### Problem to solve
The records below must be reproduced in full and without error.

[Opening Information provided section]

PR #289, opened 2016-05-31
KUZ-580 Replace eval with arguments storage

scottinet:
Following up #285, where DSL functions currified with lodash have been replaced with "eval" to allow sharing across Kuzzle instances, it has been decided with @benoitvidis that this solution could still be upgraded.

The proposed solution is to simply store operators arguments instead of currified functions.
These arguments can easily be shared between instances, and instead of calling the currified function, the correct operator will be invoked with the stored arguments instead.

The memory imprint might be a bit larger than with the "eval" solution (to be proved), but performances should be better with the removal of "eval" and of 2 x "JSON.stringify" calls.

# CHANGELOG

* removed all occurences of the word "currified" in the code
* replaced operator function evaluation with operator arguments storage in the DSL
* adapted unit tests
* split some geolocation unit tests between `dsl/methods` and `dsl/operators` tests, as these test files were testing both parts of the code
* replaced some uses of `q.defer()` with `q()` or `q.reject()`

### DIFF
--- a/lib/api/dsl/methods.js
+++ b/lib/api/dsl/methods.js
@@ -1,4 +1,3 @@
-
 var
   _ = require('lodash'),
   async = require('async'),
@@ -75,15 +74,15 @@ module.exports = methods = {
     async.each(Object.keys(filter[field]), function (fn, callback) {
       var
         value = filter[field][fn],
-        curriedFunctionName = '',
+        encodedFunctionName = '',
         result;
 
       if (not) {
-        curriedFunctionName += 'not';
+        encodedFunctionName += 'not';
       }
-      curriedFunctionName += 'range' + field + fn + value;
+      encodedFunctionName += 'range' + field + fn + value;
 
-      result = buildCurriedFunction(index, collection, field, fn, value, curriedFunctionName, roomId, not);
+      result = addToFiltersTree(index, collection, field, fn, value, encodedFunctionName, roomId, not);
       if (util.isError(result)) {
         callback(result);
         return false;
@@ -301,7 +300,7 @@ module.exports = methods = {
       deferred = q.defer(),
       fieldName,
       formattedFilters,
-      curriedFunctionName = '',
+      encodedFunctionName = '',
       inGlobals = false,
       result;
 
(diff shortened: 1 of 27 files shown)


lib/api/dsl/methods.js
```diff
@@ -75,15 +74,15 @@ module.exports = methods = {
...
 
       if (not) {
-        curriedFunctionName += 'not';
+        encodedFunctionName += 'not';
       }
-      curriedFunctionName += 'range' + field + fn + value;
+      encodedFunctionName += 'range' + field + fn + value;
 
-      result = buildCurriedFunction(index, collection, field, fn, value, curriedFunctionName, roomId, not);
+      result = addToFiltersTree(index, collection, field, fn, value, encodedFunctionName, roomId, not);
```
stafyniaksacha: What is the `fn` variable here ?

stafyniaksacha:
+1

lib/api/dsl/methods.js
scottinet: It's the range operator.

Here is a typical range filter:

```json
{
  "range": {
    "field": {
      "gt": 10,
      "lte": 123
    }
  }
}
```

The `fn` variable here refers to `gt` and `lte`. As it is not very clear in the code, I'll change this variable name to `rangeOperator`

benoitvidis:
nice ! :+1:

lib/api/dsl/methods.js
```diff
@@ -857,22 +852,15 @@ function buildCurriedFunction(index, collection, field, operatorName, value, cur
...
-    fnSource = 'd => ' + (not ? '!' : '') + `operators['${operatorName}'](${JSON.stringify(field)}, ${JSON.stringify(value)}, d);`;
-    curriedFunction = eval(fnSource);
-    /* eslint-enable no-eval */
-
-    methods.dsl.filtersTree[index][collection].fields[field][curriedFunctionName] = {
+  if (!methods.dsl.filtersTree[index][collection].fields[field][hashedFunctionName]) {
+    methods.dsl.filtersTree[index][collection].fields[field][hashedFunctionName] = {
       rooms: [],
-      fn: curriedFunction
+      args: {operator, not, field, value}
```
benoitvidis: did not know we could do this. This is neat.

jenow:
+1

[Closing Information provided section]

### Response
PR #289, opened 2016-05-31
KUZ-580 Replace eval with arguments storage

scottinet:
Following up #285, where DSL functions currified with lodash have been replaced with "eval" to allow sharing across Kuzzle instances, it has been decided with @benoitvidis that this solution could still be upgraded.

The proposed solution is to simply store operators arguments instead of currified functions.
These arguments can easily be shared between instances, and instead of calling the currified function, the correct operator will be invoked with the stored arguments instead.

The memory imprint might be a bit larger than with the "eval" solution (to be proved), but performances should be better with the removal of "eval" and of 2 x "JSON.stringify" calls.

# CHANGELOG

* removed all occurences of the word "currified" in the code
* replaced operator function evaluation with operator arguments storage in the DSL
* adapted unit tests
* split some geolocation unit tests between `dsl/methods` and `dsl/operators` tests, as these test files were testing both parts of the code
* replaced some uses of `q.defer()` with `q()` or `q.reject()`

### DIFF
--- a/lib/api/dsl/methods.js
+++ b/lib/api/dsl/methods.js
@@ -1,4 +1,3 @@
-
 var
   _ = require('lodash'),
   async = require('async'),
@@ -75,15 +74,15 @@ module.exports = methods = {
     async.each(Object.keys(filter[field]), function (fn, callback) {
       var
         value = filter[field][fn],
-        curriedFunctionName = '',
+        encodedFunctionName = '',
         result;
 
       if (not) {
-        curriedFunctionName += 'not';
+        encodedFunctionName += 'not';
       }
-      curriedFunctionName += 'range' + field + fn + value;
+      encodedFunctionName += 'range' + field + fn + value;
 
-      result = buildCurriedFunction(index, collection, field, fn, value, curriedFunctionName, roomId, not);
+      result = addToFiltersTree(index, collection, field, fn, value, encodedFunctionName, roomId, not);
       if (util.isError(result)) {
         callback(result);
         return false;
@@ -301,7 +300,7 @@ module.exports = methods = {
       deferred = q.defer(),
       fieldName,
       formattedFilters,
-      curriedFunctionName = '',
+      encodedFunctionName = '',
       inGlobals = false,
       result;
 
(diff shortened: 1 of 27 files shown)


lib/api/dsl/methods.js
```diff
@@ -75,15 +74,15 @@ module.exports = methods = {
...
 
       if (not) {
-        curriedFunctionName += 'not';
+        encodedFunctionName += 'not';
       }
-      curriedFunctionName += 'range' + field + fn + value;
+      encodedFunctionName += 'range' + field + fn + value;
 
-      result = buildCurriedFunction(index, collection, field, fn, value, curriedFunctionName, roomId, not);
+      result = addToFiltersTree(index, collection, field, fn, value, encodedFunctionName, roomId, not);
```
stafyniaksacha: What is the `fn` variable here ?

stafyniaksacha:
+1

lib/api/dsl/methods.js
scottinet: It's the range operator.

Here is a typical range filter:

```json
{
  "range": {
    "field": {
      "gt": 10,
      "lte": 123
    }
  }
}
```

The `fn` variable here refers to `gt` and `lte`. As it is not very clear in the code, I'll change this variable name to `rangeOperator`

benoitvidis:
nice ! :+1:

lib/api/dsl/methods.js
```diff
@@ -857,22 +852,15 @@ function buildCurriedFunction(index, collection, field, operatorName, value, cur
...
-    fnSource = 'd => ' + (not ? '!' : '') + `operators['${operatorName}'](${JSON.stringify(field)}, ${JSON.stringify(value)}, d);`;
-    curriedFunction = eval(fnSource);
-    /* eslint-enable no-eval */
-
-    methods.dsl.filtersTree[index][collection].fields[field][curriedFunctionName] = {
+  if (!methods.dsl.filtersTree[index][collection].fields[field][hashedFunctionName]) {
+    methods.dsl.filtersTree[index][collection].fields[field][hashedFunctionName] = {
       rooms: [],
-      fn: curriedFunction
+      args: {operator, not, field, value}
```
benoitvidis: did not know we could do this. This is neat.

jenow:
+1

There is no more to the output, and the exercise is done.